Collected data:
***

PR #742, opened 2019-11-08
feat: DIDExchange RestAPI - Update state name for action callback and Support for Accept Invitation

### LINKED ISSUE #690: DIDExchange - State for Action Events
Currently, when action events are triggered the state is ["null"](https://github.com/hyperledger/aries-framework-go/blob/master/pkg/didcomm/protocol/didexchange/states.go#L312). The actual state transition happens after action events are triggered. Need to review this logic.

### LINKED ISSUE #692: REST accept-invitation doesn't seem to be needed

rolsonquadras:
- Currently action events are triggered before updating the state for the incoming message(invited/requested). Moved action event triggering point after state is updated, ie, invited and requested based on agent role (invitee/inviter).
- Added support to Accept Invitation through RestAPI client. Now, RestAPI triggers accept-invitation when it receives "invited" and accept-request on "requested" state from webhook notification.

Closes #690 
Closes #692 

### DIFF
--- a/pkg/client/didexchange/client.go
+++ b/pkg/client/didexchange/client.go
@@ -60,6 +60,9 @@ type protocolService interface {
 
 	// Accepts/Approves exchange request
 	AcceptExchangeRequest(connectionID string) error
+
+	// Accepts/Approves exchange invitation
+	AcceptInvitation(connectionID string) error
 }
 
 // New return new instance of didexchange client
@@ -152,6 +155,17 @@ func (c *Client) HandleInvitation(invitation *Invitation) (string, error) {
 	}
 
 	return connectionID, nil
+}
+
+// TODO https://github.com/hyperledger/aries-framework-go/issues/754 - e.Continue v Explicit API call for action events
+
+// AcceptInvitation accepts/approves exchange invitation.
+func (c *Client) AcceptInvitation(connectionID string) error {
+	if err := c.didexchangeSvc.AcceptInvitation(connectionID); err != nil {
+		return fmt.Errorf("did exchange client - accept exchange invitation: %w", err)
+	}
+
+	return nil
 }
 
 // AcceptExchangeRequest accepts/approves exchange request.
--- a/pkg/didcomm/protocol/didexchange/service.go
+++ b/pkg/didcomm/protocol/didexchange/service.go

***

The task » For each line in the entries that holds "https", return that line.

Response for this exercise »
Currently, when action events are triggered the state is ["null"](https://github.com/hyperledger/aries-framework-go/blob/master/pkg/didcomm/protocol/didexchange/states.go#L312). The actual state transition happens after action events are triggered. Need to review this logic.
+// TODO https://github.com/hyperledger/aries-framework-go/issues/754 - e.Continue v Explicit API call for action events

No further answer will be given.